2020-10-12 at 10:23 [klemming]
Two servers in Klemming has recently crashed again and has now been restarted. Job start is currently suspended while we investigate the cause and check the health of the system. Initial checks indicates similarities with previous crashes, and we have managed to collect more information this time. Hopefully we can gradually start letting jobs start again during the day, while we continue with the investigation.
2020-10-06 at 22:04 [klemming]
Jobs have been started on Tegner since a couple of hours, and gradually on Beskow since roughly an hour. As the root cause for the crashes still is unknown, investigation continues.
2020-10-06 at 15:25 [klemming]
We have now started to try to bring Klemming back on-line. If this is successful, we will start jobs first on Tegner and later on Beskow. The root cause for the crashes is still unknown, investigation continues.

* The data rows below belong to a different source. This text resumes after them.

PR #2555, opened 2019-10-10
Encode ID's in all places to UTF-8

akortunov:
Fixes [bug #3977](https://gitlab.com/OpenMW/openmw/issues/3977).

I did not encounter noticable slowdown during game loading.

Also improves situation with [#4598](https://gitlab.com/OpenMW/openmw/issues/4598) - escaping by `"` characters now should work (but MWScript parser still can not handle multibyte characters in general case properly, though).

### DIFF
--- a/components/esm/loadregn.cpp
+++ b/components/esm/loadregn.cpp
@@ -62,8 +62,10 @@ namespace ESM
                     break;
                 case ESM::FourCC<'S','N','A','M'>::value:
                 {
+                    esm.getSubHeader();
                     SoundRef sr;
-                    esm.getHT(sr, 33);
+                    sr.mSound.assign(esm.getString(32));
+                    esm.getT(sr.mChance);
                     mSoundList.push_back(sr);
                     break;
                 }
@@ -103,7 +105,10 @@ namespace ESM
         esm.writeHNT("CNAM", mMapColor);
         for (std::vector<SoundRef>::const_iterator it = mSoundList.begin(); it != mSoundList.end(); ++it)
         {
-            esm.writeHNT<SoundRef>("SNAM", *it);
+            esm.startSubRecord("SNAM");
+            esm.writeFixedSizeString(it->mSound, 32);
+            esm.writeT(it->mChance);
+            esm.endRecord("NPCO");
         }
     }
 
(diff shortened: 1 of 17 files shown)


Capostrophic:
>I did not encounter noticable slowdown during game loading.

IIRC the benefit of NAME32s is in decreasing the memory usage (because multibyte characters aren't used I guess). Waiting for others' input, I remember that NAME32 vs. normal strings discussion was a sensitive topic somehow.

akortunov:
> Waiting for others' input, I remember that NAME32 vs. normal strings discussion was a sensitive topic somehow.

We have no choice anyway if we still want to use UTF-8. Otherwise we will have to use legacy encodings instead.

Thunderforge:
I'm very much in favor of using UTF-8. It guarantees cross-platform compatibility (especially with Linux, macOS, and Android), and allows the engine to reach an international audience by supporting characters in non-English languages. And if we want OpenMW to be a general purpose engine, I think that supporting UTF-8 is essential.

psi29a:
Will this break the save game format?

akortunov:
> Will this break the save game format?

1. ESM still will use legacy encodings. The only difference is how we will treat identifiers during runtime.
2. We do not support mods which use non-ASCII identifiers ATM anyway.

So in theory we do not need to increase a savegame version.

psi29a:
2. is interesting... I like this, just not for this PR.

components/esm/loadregn.cpp
```diff
@@ -103,7 +105,10 @@ namespace ESM
         esm.writeHNT("CNAM", mMapColor);
         for (std::vector<SoundRef>::const_iterator it = mSoundList.begin(); it != mSoundList.end(); ++it)
         {
-            esm.writeHNT<SoundRef>("SNAM", *it);
+            esm.startSubRecord("SNAM");
+            esm.writeFixedSizeString(it->mSound, 32);
+            esm.writeT(it->mChance);
+            esm.endRecord("NPCO");
```
elsid, line 111: Why `SNAM` record ends as `NPC0`? endRecord has assert to check whether argument matches last record and it fails now in `esmtool clone` for Morrowind.esm.

Capostrophic: Copypaste mistakes do this to you.

PR #2557, opened 2019-10-12
Add Visual Studio 2019 support

Naratzul:
Updated before_script.msvc.sh to support Visual Studio 2019.
I thing it's also worth updating [setup environment wiki page](https://wiki.openmw.org/index.php?title=Development_Environment_Setup).


psi29a:
Thanks, I'll take it.

PR #2830, opened 2020-05-09
Fix windows install target

elsid:


psi29a:
I'll take this.

AnyOldName3:
So what exactly does this do? I was under the impression the install target was only ever intended for building the installer, and it did that just fine.

psi29a:
It removes the MyGUI plugin we've not ever used which is fine by me. The second thing it does is add an optional install directory param in the script so that windows users can specify an install location which can also used by cmake, like how it is done on linux builds as well. 

If it makes a windows developer's life easier, then I'm fine with this change. As far as I can see, it doesn't make anything worse.

CMakeLists.txt
```diff
@@ -517,16 +513,6 @@ if(WIN32)
...
 
-    if(BUILD_MYGUI_PLUGIN)
-        INSTALL(PROGRAMS "${OpenMW_BINARY_DIR}/Debug/Plugin_MyGUI_OpenMW_Resources.dll" DESTINATION "." CONFIGURATIONS Debug)
-        INSTALL(PROGRAMS "${OpenMW_BINARY_DIR}/Release/Plugin_MyGUI_OpenMW_Resources.dll" DESTINATION "." CONFIGURATIONS Release;RelWithDebInfo;MinSizeRel)
-    ENDIF(BUILD_MYGUI_PLUGIN)
-
-    IF(DESIRED_QT_VERSION MATCHES 5)
-        INSTALL(DIRECTORY "${OpenMW_BINARY_DIR}/Debug/platforms" DESTINATION "." CONFIGURATIONS Debug)
-        INSTALL(DIRECTORY "${OpenMW_BINARY_DIR}/Release/platforms" DESTINATION "." CONFIGURATIONS Release;RelWithDebInfo;MinSizeRel)
-    ENDIF()
```
AnyOldName3, line 528: Why are these lines gone? I can understand not taking the files from `Release` for `RelWithDebInfo`, but the CS, Launcher and Wizard won't work without this folder.

elsid: This directory is not defined by CMakeLists.txt. It wasn't clear why install target didn't work. So I just removed it.

AnyOldName3: It gets deployed by the prebuild script. *Ideally* we should be using Qt's figure-out-which-DLLs-you-need tool (called something like QDeploy), but lots of stuff is a mess.

Either way, this PR just spraying air freshener at the turd that is our Windows INSTALL target. I've got something in the works that at least puts the turd in a plastic bag and ties it shut, so I'll fix this. I'd really like a from-scratch best-practice-following CMake rewrite, though. There's a lot of mess and weirdness, with pretty much just the recast stuff being salvageable.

2020-10-06 at 09:05 [klemming]
During the night, around 01:20, the second server in the fail-over pair also crashed. This means that many operations to Klemming are now hanging. This affects both batchs jobs and interactive use on Beskow and Tegner and the batch queues on both systems have been stopped while the investigation continues.
2020-10-05 at 17:15 [klemming]
One server in Klemming crashed about 2 hours ago, for yet unknown reason. There seem to have been some complications during the fail-over, which might have caused IO problems for some nodes/jobs.
2020-10-04 at 10:40 [beskow]
Problems with nodes/cabinet c2-1 yesterday, 2020-10-03, starting about 23:02. Jobs with nodes in cabinet c2-1 (nid01536 throughout nid01727) likely have been affected.
2020-09-29 at 22:28 [klemming]
The old disk system used for storing metadata in Klemming has physically been replaced with a new one, which is now in use.

On Beskow PatchSet 05 has been applied. Cray Developer Toolkit/Programming Environment 20.09 has been added, including: cce/10.0.3 cdt/20.09 cray-fftw/ cray-hdf5/ cray-hdf5-parallel/ cray-jemalloc/ cray-libsci/20.09.1 cray-mpich/7.7.16 cray-mpich-abi/7.7.16 cray-netcdf/ cray-netcdf-hdf5parallel/ cray-openshmemx/9.1.2 cray-parallel-netcdf/ craype/2.7.1 cray-petsc/ cray-petsc-64/ cray-petsc-complex/ cray-petsc-complex-64/ cray-python/ cray-R/ cray-shmem/7.7.16 cray-stat/4.6.3(default) cray-trilinos/ gcc/10.1.0 papi/ perftools-base/20.09.0 pmi/5.0.17 pmi-lib/5.0.17 PrgEnv-cray/6.0.9 PrgEnv-gnu/6.0.9 PrgEnv-intel/6.0.9 valgrind4hpc/2.7.2(default)

On Tegner and Beskow logins are enabled, jobs will gradually start to execute.